- Opening Delimiter -
PR #1071, opened 2024-11-06
Refactor gha

ccwienk:
First (small) refactoring - more to come.

### DIFF
--- a/.github/actions/gar-auth/action.yaml
+++ b/.github/actions/gar-auth/action.yaml
@@ -1,0 +1,70 @@
+name: Authenticate against GAR
+description: |
+  Authenticates against GCP using OIDC. This action defines a default Service-Account with read-
+  and write-access for Google Artifact Registries from `gardener-project` as identity.
+
+  For convenience, it will generate a docker-cfg (`$HOME/.docker/config.json`) for subsequent steps.
+  This is equivalent to running `docker login`.
+inputs:
+  gcp_service_account:
+    description: The Service-Account to impersonate
+    required: false
+    default: ci-opensource-operator@gardener-project.iam.gserviceaccount.com
+  workload_identity_provider:
+    description: |
+      GCP Workload Identity Provider. The default value exclusively allows GitHub-Actions from
+      github.com/gardener (no forks).
+    required: false
+    default: projects/694386720375/locations/global/workloadIdentityPools/github-actions/providers/github-actions-provider
+  gcp_project:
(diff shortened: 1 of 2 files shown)


.github/actions/gcp-auth/action.yaml
```diff
@@ -0,0 +1,66 @@
+name: Authenticate against GAR
+description: |
+  Authenticates against GCP using OIDC. This action defines a default Service-Account as
+  identity.
+inputs:
+  gcp_service_account:
+    description: The Service-Account to impersonate
+    required: false
+    default: ocm-ci-opensource@gardener-project.iam.gserviceaccount.com
```
zkdev, line 9: this one is only used within ocm org, rather use `ci-gcr-operator@gardener-project.iam.gserviceaccount.com` as default value

.github/actions/gcp-auth/action.yaml
```diff
@@ -0,0 +1,66 @@
+name: Authenticate against GAR
```
zkdev, line 1: there is an inconsistency, `gcp-auth` vs `Authenticate against GAR`
is this action only working for GAR, or for GCP in general?

zkdev (changes requested):

.github/actions/gcp-auth/action.yaml
ccwienk: hmm, valid point. Maybe even better yet, we might create a dedicated service-account just for OIDC / GHAs

.github/actions/gcp-auth/action.yaml
```diff
@@ -0,0 +1,66 @@
...
+      The hostname of the GAR (for generating docker-cfg). For convenience, it is also
+      okay to pass a full image-reference (in which case hostname is parsed from parsed value).
+      Note that no special-handling for docker-hub (e.g. `alpine` ->
+      registry-1.docker.io/library/alpine:latest) is done.
+    required: false
+    default: europe-docker.pkg.dev
+outputs:
+  access_token:
+    description: The obtained access-token
+    value: ${{ steps.authenticate.outputs.access_token }}
```
8R0WNI3, line 31: I'm wondering, how is this working? I'm not seeing any step with id `authenticate`, and the "Export Access-Token" step does not define any id 🤔

ccwienk: @8R0WNI3 : good catch - fixed

zkdev (approved):
/lgtm

PR #1586, opened 2026-04-27
integrate act-based action tests into build-and-test workflow

ccwienk:
## Summary

- Moves the `test-actions` job from the standalone `test-actions.yaml` workflow into `build-and-test.yaml` as a peer job alongside `unittests` and `lint`
- Removes the now-redundant `test-actions.yaml`
- Act tests now gate `post-build` along with all other build-and-test jobs, rather than running as a separate workflow that doesn't block release


TuanAnh17N (approved):
/lgtm

PR #1587, opened 2026-04-28
fix(github): handle missing avatar_url in release author

ccwienk:
**Release note**:

```other operator
handle absence of avatar_url in github-api-response
```


TuanAnh17N (approved):
/lgtm

PR #1591, opened 2026-04-29
fix(ocm): reject extraIdentity with non-string values via schema

ccwienk:
## Summary

- YAML \`safe_load\` parses unquoted integers (e.g. \`architecture: 386\`) as \`int\`; downstream code calling \`ComponentDescriptor.from_dict()\` then crashes with a confusing \`dacite.WrongTypeError\`
- Root cause fix: add \`additionalProperties: {type: string}\` to \`identityAttribute\` in the OCM schema so documents with non-string \`extraIdentity\` values are rejected at validation time with a clear error
- The primary fix is in the upstream repository (quoting the GHA expression), this PR ensures the schema enforces the invariant for any caller

## Changes

- \`ocm/ocm-component-descriptor-schema.yaml\`: \`identityAttribute\` now requires all values to be strings
- \`test/ocm/componentmodel_test.py\`: regression test verifies \`ComponentDescriptor.validate()\` rejects a descriptor with \`architecture: 386\` (integer)

## Test plan

- [ ] \`pytest test/ocm/\` — all 17 tests pass

### DIFF
--- a/ocm/ocm-component-descriptor-schema.yaml
+++ b/ocm/ocm-component-descriptor-schema.yaml
@@ -61,6 +61,7 @@ definitions:
   identityAttribute:
     type: 'object'
     propertyNames: { $ref: '#/definitions/identityAttributeKey' }
+    additionalProperties: { type: 'string' }
 
   repositoryContext:
     type: 'object'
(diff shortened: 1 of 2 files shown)


Michael5601 (approved):
lgtm :)

PR #1592, opened 2026-04-30
Allow disabling of Delivery-Service's OCM repository lookup

8R0WNI3:
When specifying `fallback_to_service_mapping=False` in the `delivery_service_component_descriptor_lookup`, it is expected that the built-in OCM repository lookup in the Delviery-Service is not used, and instead the (local) explicitly configured OCM repositories are to be exclusively used. To adhere to this behaviour, make use of the (new) `ignore_lookup` parameter.

**Release note**:

```other operator

```

### DIFF
--- a/cnudie/retrieve.py
+++ b/cnudie/retrieve.py
@@ -334,6 +334,7 @@ def delivery_service_component_descriptor_lookup(
                     name=component_id.name,
                     version=component_id.version,
                     ocm_repo_url=ocm_repo.oci_ref if ocm_repo else None,
+                    ignore_lookup=ocm_repo is not None, # don't use lookup if `ocm_repo` is specified
                 )
 
                 if component_descriptor:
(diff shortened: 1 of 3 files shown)


cnudie/retrieve.py
```diff
@@ -334,6 +334,7 @@ def lookup(
                     name=component_id.name,
                     version=component_id.version,
                     ocm_repo_url=ocm_repo.oci_ref if ocm_repo else None,
+                    ignore_lookup=bool(ocm_repo), # don't use lookup if `ocm_repo` is specified
```
ccwienk: `bool` will also be False for empty str, hence, I think explicit "is not None" would be better.

can you specify the first upstream version of `odg-client` that introduces this new parameter, and add a version-constraint into requirements.txt accordingly?

ccwienk (approved):
/lgtm

PR #1594, opened 2026-05-07
add github-artifact as asset type

IndritFejza:
Add github-artifact as asset type so we can use the release wf to also publish github artifacts to releases

**Release note**:

```other operator
NONE
```


IndritFejza:
Not relevant for now. Will check other approaches

PR #1595, opened 2026-05-08
fix(params): Use correct event name `pull_request` (omit `_target`)

8R0WNI3:
GitHub does not emit an event called `pull_request_target` but only a `pull_request` one. This one should be used instead to retrieve the respective author association (consistently like how it is done in the trusted-checkout action). Refs:
- https://docs.github.com/en/webhooks/webhook-events-and-payloads#pull_request
- https://github.com/gardener/cc-utils/blob/7dd669e3ca119ba3a0de8ce49815928dd25b5a3e/.github/actions/trusted-checkout/action.yaml#L255

**Release note**:

```bugfix developer
Correctly determine author association in params action to determine "can-push" status later
```

### DIFF
--- a/.github/actions/params/action.yaml
+++ b/.github/actions/params/action.yaml
@@ -134,7 +134,7 @@ runs:
             event_name='${{ github.event_name }}',
             repo_owner='${{ github.repository_owner }}',
             head_owner='${{ github.event.pull_request.head.repo.owner.login }}',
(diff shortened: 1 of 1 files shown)


ccwienk (approved):
Fix is correct. `github.event.pull_request_target` is not a valid context path; author association is at `github.event.pull_request.author_association`.

PR #1596, opened 2026-05-11
fix(ocm-upgrade): use greatest upstream ref version, not first match

ccwienk:
## Summary

When resolving the `whither-version` from an upstream component descriptor,
the previous code stopped at the first `componentReference` whose `componentName`
matched (`break`). If the upstream landscape has multiple references to the same
component (e.g. two `gardenlinux` entries at different versions for different seed
architectures), the result depended on YAML order rather than semantics.

The fix mirrors what `iter_greatest_component_references` already does for the
downstream component: scan all matching upstream refs and keep the greatest version.

## Test plan

- [ ] Verify that a landscape with duplicate upstream component-refs (same `componentName`, different versions) now gets an upgrade PR targeting the greatest upstream version rather than the first one encountered.

### DIFF
--- a/.github/actions/ocm-upgrade/ocm_upgrade.py
+++ b/.github/actions/ocm-upgrade/ocm_upgrade.py
@@ -421,15 +421,10 @@ def create_upgrade_pullrequests(
                     version=upstream_version,
                 )
             )
-            upstream_target_version = None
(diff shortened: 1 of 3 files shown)


TuanAnh17N (approved):
/lgtm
- Closing Delimiter -
→ **Brief**
Reproduce only what lies between the start of the listing above and the end of the line containing "for subsequent steps.", keeping every line exact.

→ **Output of the exercise**
PR #1071, opened 2024-11-06
Refactor gha

ccwienk:
First (small) refactoring - more to come.

### DIFF
--- a/.github/actions/gar-auth/action.yaml
+++ b/.github/actions/gar-auth/action.yaml
@@ -1,0 +1,70 @@
+name: Authenticate against GAR
+description: |
+  Authenticates against GCP using OIDC. This action defines a default Service-Account with read-
+  and write-access for Google Artifact Registries from `gardener-project` as identity.
+
+  For convenience, it will generate a docker-cfg (`$HOME/.docker/config.json`) for subsequent steps.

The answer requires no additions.